Limitations of the Study
This study presents some limitations that deserve acknowledgement. The first limitation is represented by the relatively short follow-up. However, our follow-up time compares favorably with those in other published series [5, 11, 23, 35]. The impact of PPM on hospital mortality has been evaluated by the use of the geometric orifice area index instead of the EOAI. This represented an inhomogeneity when compared with our analysis of the long-term impact of PPM, where EOAI was used for definition of subgroups. However for some patients who died in-hospital an echocardiographic evaluation of the EOAi postoperatively was not available.
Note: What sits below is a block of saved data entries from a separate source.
PR #2, opened 2019-04-16
Update README.md

mellogarrett:
- Fix typo

Really cool library!

### DIFF
--- a/README.md
+++ b/README.md
@@ -33,7 +33,7 @@ const App = () => (
 
 ### The power of HOOKS!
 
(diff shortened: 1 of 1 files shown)


molefrog:
Hey @mellogarrett thanks for fixing that! 
Btw, what do you think about the text in README in general? I'm not a native speaker, but it feels like it would benefit from some editing.

malinkie:
I thought the README was a great intro to the library. Thanks for putting this out!

PR #6, opened 2019-04-21
Add `staticHistory` utility for SSR

### LINKED ISSUE #4: Is this SSR compatible ?

molefrog:
Closes #4

This PR introduces a `staticHistory` method (not part of the library by default, should be imported manually), which allows to use the library on the server.

The example usage:

```js
// App.js
import { Router, Route } from "wouter";

const App = (props) => (
  <Router history={props.history}>
    <Route path="/users">...</Route>
  </Router>
);
```

```js 
// server.js
const staticHistory = require("wouter/extra/static-history");

const handleReq = (req, res) => {
  // renders to string
  renderToStaticMarkup(<App history={staticHistory(req.path)} />);
}
```


molefrog:
Still not sure about the `/extra` naming since it kinda conflicts with the library's motto: *nothing extra, just hooks** lol.

Issue #15, opened 2019-04-28
Getting active path


stsourlidakis:
Hello, wouter seems great so far!

I would like to highlight the current page's link on my navbar, is there a better way than the following?

```js
const [, params] = useRoute("/:page");
const currentPage = params ? `/${params.page}` : "/"; //params will be null on /
```

molefrog:
Sure, there is a better way. The `useRoute` hook returns a boolean value, which shows if there was a match. So basically you could extend the current link's behaviour like: https://github.com/molefrog/wouter/pull/17/files

Although I'm still considering if the NavLink should become a part of the package. These types of behaviours are usually quite easy to implement yourself.

molefrog:
Hey @stsourlidakis I have prepared a code sandbox that illustrates a use of `ActiveLink`: https://codesandbox.io/s/5zjpj19yz4. 

I could potentially add this behaviour to the current `Link` component, but this will lead to unnecessary use of context/state in every Link component (unfortunately, you can't place a hook inside a condition). So the only work around is to introduce a new component, but I would rather include it in `extra/` folder.  I'm going to update the README with the list of code recipes and demos.

PR #17, opened 2019-04-29
Add NavLink component

DisaPadla:
Related to [#15](https://github.com/molefrog/wouter/issues/15)

@molefrog  What do you think about this solution?

### DIFF
--- a/index.js
+++ b/index.js
@@ -110,6 +110,9 @@ export const Link = props => {
     event => {
       event.preventDefault();
       navigate(href);
+      if (props.onClick) {
+        props.onClick();
+      }
     },
     [href]
   );
--- a/index.js
+++ b/index.js
@@ -114,7 +114,7 @@ export const Link = props => {
         props.onClick();
       }
     },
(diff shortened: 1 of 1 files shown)


molefrog:
Hey @DisaPadla, I really appreciate the effort, but after thorough consideration I've decided not to include the `NavLink` into the package. The reason is I would love to extend the current `Link` to support function children like this: `<Link>{isActive => ...}</Link>`, but this will lead to extra state and context use in every single link (see this https://github.com/molefrog/wouter/issues/15#issue-438087481)

So ideally it should become a standalone component similar to yours, however I'd like to keep it out of the core library source. My suggestion is following:
1. I'm going to include a new section in the README describing popular code recipes like active links, SSR etc. with code examples
2. Will also probably add the `NavLink` to the `extra/` folder, but the next release.

Again, sorry for rejecting this and thanks for your help!

DisaPadla:
@molefrog  Sure, I agree! Much better add an example to README.

PR #21, opened 2019-05-07
Fix syntax error in Redirect component

StrayFromThePath:


molefrog:
Thanks for that! I'm going to release a new version with a bugfix.

molefrog:
@StrayFromThePath Thanks again for fixing this one! I've just released a new version `v1.2.1` with the bugfix. Two things I also did in order to prevent errors like this from happening:
  -  Added a regression test for `Redirect` component (to make sure it actually changes the current location) https://github.com/molefrog/wouter/commit/3510efe541c02d251aeac35b6bfd77b0dccd06aa
  - Added an ESLint to the project #22, should have done this before 😄 

Great job!

PR #27, opened 2019-05-13
Get rid of `isValidElement` and `Children`

molefrog:
**Why?** because these methods are not provided by Preact and can be replaced with more simplified versions. 

`isValidElement` is replaced with `element && element.props`.
```js
// preact
element && ((element instanceof VNode) || element.$$typeof===REACT_ELEMENT_TYPE)

// react
typeof object === 'object' && object !== null && object.$$typeof === REACT_ELEMENT_TYPE
```

React's `Children` iteration supports things like generators, edge cases like falsey children etc.

### DIFF
--- a/index.js
+++ b/index.js
@@ -11,8 +11,7 @@ import {
   createContext,
   isValidElement,
   cloneElement,
-  createElement as h,
-  Children
+  createElement as h
 } from "react";
 
 /*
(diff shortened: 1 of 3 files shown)


molefrog:
After a discussion with @StrayFromThePath we have decided to keep `isValidElement` method and provide an implementation for Preact, since the hack didn't seem to be secure.

Closing this and moving to https://github.com/molefrog/wouter/pull/30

However, experts in the field of PPM recommend that the impact of it on survival be assessed at least 12 months after operation [40]. Finally, the impact of PPM on stress echocardiography results was not addressed; in elderly populations this has been considered a negligible issue [41]. Indeed, the good QOL performances of patients in the PPM groups testified to the lack of an impact on everyday life activity.
Conclusions
In our experience, incidence of severe PPM in the follow-up is very low. Presence of severe or moderate patient-prosthesis mismatch, although occurring in a large proportion of patients receiving small size bileaflet aortic valve prostheses, did not influence long-term outcome, left ventricular mass regression, and quality of life in a population of septuagenarians.